Hi, thanks, I`ll give them ideas a go. Glad its sorted for now anyway. Had a day off today so have been laid in bed all day reading, lol


----------



## Morf (Nov 18, 2010)

I regularly read on my PW while it's charging, and I've not had any problem like this.

Are you charging from a wall socket?

It sounds to me like it may be related to static, possibly to do with earthing.

It would be interesting to try charging from a number of different sources and see if it's always a problem, and if not we could pin down when it happens...

Can you try it in a different wall socket? Can you try a different charger? Can you try it from a PC? Maybe even can you try it in somebody else's house?

Maybe you're just on the wrong side of the Pennines!


----------



## Ann in Arlington (Oct 27, 2008)

Morf said:


> Maybe you're just on the wrong side of the Pennines!


Yeah. . . I'd have suggested that it's caused by the space-time rift but you're nowhere near Cardiff!


----------



## Morf (Nov 18, 2010)

No, this is definitely a War of the Roses issue...


----------



## Jimblob (Jan 15, 2013)

Morf said:


> I regularly read on my PW while it's charging, and I've not had any problem like this.
> 
> Are you charging from a wall socket?
> 
> ...


Hi. I have one of them extension leads that has a USB port on it along with the usual plug sockets. It was just using the USB rather than the plug as I had been charging something else at the time with the plug bit, lol.

I've plugged it in to the actual plug and it seems ok again. Pages turning as they should etc.

I've just put it down to the USB and me being useless.
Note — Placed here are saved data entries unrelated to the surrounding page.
Issue #1400, opened 2023-01-21
Build failing: ‘class gtsam::Values’ has no member named ‘filter’


husseinalijaafar:
## Description

Trying to build GTSAM with the depreciated flag below, but the build is failing. Both myself and a colleague are having similar issues.  
```
[ 84%] Building CXX object examples/CMakeFiles/StereoVOExample_large.dir/StereoVOExample_large.cpp.o
/home/hussein/gbp/gtsam/examples/StereoVOExample_large.cpp: In function ‘int main(int, char**)’:
/home/hussein/gbp/gtsam/examples/StereoVOExample_large.cpp:116:31: error: ‘class gtsam::Values’ has no member named ‘filter’
  116 |   Values pose_values = result.filter<Pose3>();
      |                               ^~~~~~
/home/hussein/gbp/gtsam/examples/StereoVOExample_large.cpp:116:43: error: expected primary-expression before ‘>’ token
  116 |   Values pose_values = result.filter<Pose3>();
      |                                           ^
/home/hussein/gbp/gtsam/examples/StereoVOExample_large.cpp:116:45: error: expected primary-expression before ‘)’ token
  116 |   Values pose_values = result.filter<Pose3>();
      |                                             ^
```
## Steps to reproduce

```
git clone https://github.com/borglab/gtsam.git
cd gtsam
mkdir build && cd build
cmake -DGTSAM_ALLOW_DEPRECATED_SINCE_V42:=OFF .. 
sudo make install
```

## Expected behavior

Build successfuly

## Environment

Xubuntu 20.04, cmake version 3.24.0-rc3

## Additional information

I had previously successfully built gtsam a few days ago. This may be due recent changes.

dellaert:
Thanks! Fixed in #1399 in develop which should be merged once reviewed by @jlblancoc or @varunagrawal , but maybe you are trying to compile release/4.2 ? I should make the changes there, too, PR coming!

husseinalijaafar:
Thank you for the prompt responses Dr!

PR #1402, opened 2023-01-21
Fix examples that were using `filter`

dellaert:
Cherry-picked from c71d07bb 
Fixes issue #1400

### DIFF
--- a/examples/StereoVOExample_large.cpp
+++ b/examples/StereoVOExample_large.cpp
@@ -27,6 +27,7 @@
 #include <gtsam/geometry/Pose3.h>
 #include <gtsam/geometry/Cal3_S2Stereo.h>
 #include <gtsam/nonlinear/Values.h>
+#include <gtsam/nonlinear/utilities.h>
 #include <gtsam/nonlinear/NonlinearEquality.h>
 #include <gtsam/nonlinear/NonlinearFactorGraph.h>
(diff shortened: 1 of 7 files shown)


varunagrawal (approved):
LGTM

gchenfc (approved):
This might have been obvious to others, but I just realized that the reason #1398 (and #1397) passed CI check (special cases CI - deprecated) is because CI is never compiling examples.  Even though the ci scripts have a flag to compile examples (`-b` ):
https://github.com/borglab/gtsam/blob/6787bbe0488b1224e8ac58b0f0e16e7316994708/.github/scripts/unix.sh#L134-L141

https://github.com/borglab/gtsam/blob/6787bbe0488b1224e8ac58b0f0e16e7316994708/.github/scripts/unix.sh#L91-L94

https://github.com/borglab/gtsam/blob/6787bbe0488b1224e8ac58b0f0e16e7316994708/.github/scripts/unix.sh#L112-L115

---
all the CI's are actually only using `-t`:
https://github.com/borglab/gtsam/blob/6787bbe0488b1224e8ac58b0f0e16e7316994708/.github/workflows/build-special.yml#L141-L143

Perhaps we should consider compiling the examples as well in CI, at least in e.g. release branches.

dellaert:
Agreed !

PR #1403, opened 2023-01-21
Verdant/replace boost optional vals

kartikarcot:
> Reopening this PR since feature/remove_deprecated_code branch is now merged

This PR will completely remove boost::optional usage from gtsam.

All boost::optional usage is not replaced with std::optional
Look at std_optional_serialization.h which is a mini implementation for serializing std::optional
The testStdOptionalSerialization.cpp has some simple tests for the above feature. Let me know if I should
test on more cases.
All boost::none are replaced with {}
In OptionalJacobian class removed the constructors that accepted boost::optional<Matrix&>
Another note-worthy diff is in EliminateableFactorGraph.h where a boost::optional<const VariableIndex&> was used.
    /// Typedef for an optional variable index as an argument to elimination functions
   -  typedef boost::optional<const VariableIndex&> OptionalVariableIndex;
   + typedef const VariableIndex* OptionalVariableIndex;


dellaert:
Messing with the basics often trips up CI, esp. gcc. Might take a few iterations.

dellaert (approved):
Already reviewed in other PR

gtsam/base/std_optional_serialization.h
```diff
@@ -0,0 +1,95 @@
+// Functionality to serialize std::optional<T> to boost::archive
+// Following this:
+// PR: https://github.com/boostorg/serialization/pull/148/files#
```
gchenfc, line 3: I think this should be boostorg/serialization#163, not 148 (which is for `std::variant` and a bit harder to read).

Also, I think the [boost software license](https://www.boost.org/LICENSE_1_0.txt) is supposed to be linked.

Otherwise, LGTM! :)

PR #1405, opened 2023-01-22
Upgraded to Eigen 3.4.0

dellaert:
This is a straight up replacement of Eigen. No changes to default version to use, no using any special features, although there are plenty: https://eigen.tuxfamily.org/index.php?title=3.4

Any of these changes I'll make in a follow-up PR after discussion.


dellaert:
@ProfFan no idea why this fails. cmake and build work perfectly fine on my Mac with clang, and even Mac CIs seem to fail here.

ProfFan:
Indeed you are missing one file

Did you use the release tarball or copied the folder from the Git repo? You need to use https://gitlab.com/libeigen/eigen/-/archive/3.4.0/eigen-3.4.0.zip

in order to have a portable Eigen release, the Git tag one is broken

dellaert:
> Indeed you are missing one file
> 
> Did you use the release tarball or copied the folder from the Git repo? You need to use [gitlab.com/libeigen/eigen/-/archive/3.4.0/eigen-3.4.0.zip](https://gitlab.com/libeigen/eigen/-/archive/3.4.0/eigen-3.4.0.zip)
> 
> in order to have a portable Eigen release, the Git tag one is broken

Actually, it seems I *did* use the one you pointed to.

dellaert:
I figured it out. I missed many files because of an issue with .gitignore on Mac :-/ Let's see what CI says.

ProfFan (approved):

PR #1407, opened 2023-01-22
Deprecated boost transform_iterators

dellaert:
- Deprecated boost iterators in `Values.*`, fixed all downstream issues.
- Also moved some Eigen methods to cpp to cut down on warnings (could be a separate PR but don't want to block CI)

### DIFF
--- a/gtsam/nonlinear/Values.cpp
+++ b/gtsam/nonlinear/Values.cpp
@@ -25,8 +25,6 @@
 #include <gtsam/nonlinear/Values.h>
 #include <gtsam/linear/VectorValues.h>
 
-#include <boost/iterator/transform_iterator.hpp>
-
 #include <list>
 #include <memory>
 #include <sstream>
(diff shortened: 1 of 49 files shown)


ProfFan (approved):

gtsam/nonlinear/Values.cpp
```diff
@@ -102,17 +100,44 @@ namespace gtsam {
...
+    for (key_delta = delta.begin(); key_value != values_.end();
+         ++key_value, ++key_delta) {
+      assert(key_value->first == key_delta->first);
+#endif
+      Key var = key_value->first;
+      assert(static_cast<size_t>(delta[var].size()) == key_value->second->dim());
+      assert(delta[var].allFinite());
+      if (mask.exists(var)) {
+        Value* retracted = key_value->second->retract_(delta[var]);
+        // TODO(dellaert): can we use std::move here?
```
ProfFan, line 122: `GenericValue` does not have move constructor

PR #1406, opened 2023-01-22
Verdant/smart ptrs

kartikarcot:
This PR will replace all boost smart pointer usage with STL smart pointers.
* It is a simple find and replace of all boost smart ptr usage with stl
* Things that changed were:
   - `dynamic_pointer_cast`
   - `shared_ptr`
   - `weak_ptr`
   - `make_shared`
   - `allocate_shared`

PR #1408, opened 2023-01-23
Removed deprecated boost transform_iterators

dellaert:
Quick review, same PR as #1407 , but in 4.3 we completely remove the code.


dellaert:
I canceled CI as I anticipate having to resolve conflicts with #1406

ProfFan (approved):

PR #1417, opened 2023-01-26
Iterator for 4.2

dellaert:
Added a const_iterator back in.

PR #1418, opened 2023-01-26
Added a const_iterator back in

dellaert:
Following #1417, I "undeprecated" begin() and end(), as well as find, upper bound, and lower_bound.


varunagrawal (approved):
LGTM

Guess I just started panicking when it happened without actually bothering to think of any solutions. Can't be doing without my Kindle 

Cheers
Jim


----------



## Betsy the Quilter (Oct 27, 2008)

Jimblob said:


> Guess I just started panicking when it happened without actually bothering to think of any solutions. Can't be doing without my Kindle
> 
> Cheers
> Jim


We certainly understand that here. 

Betsy


----------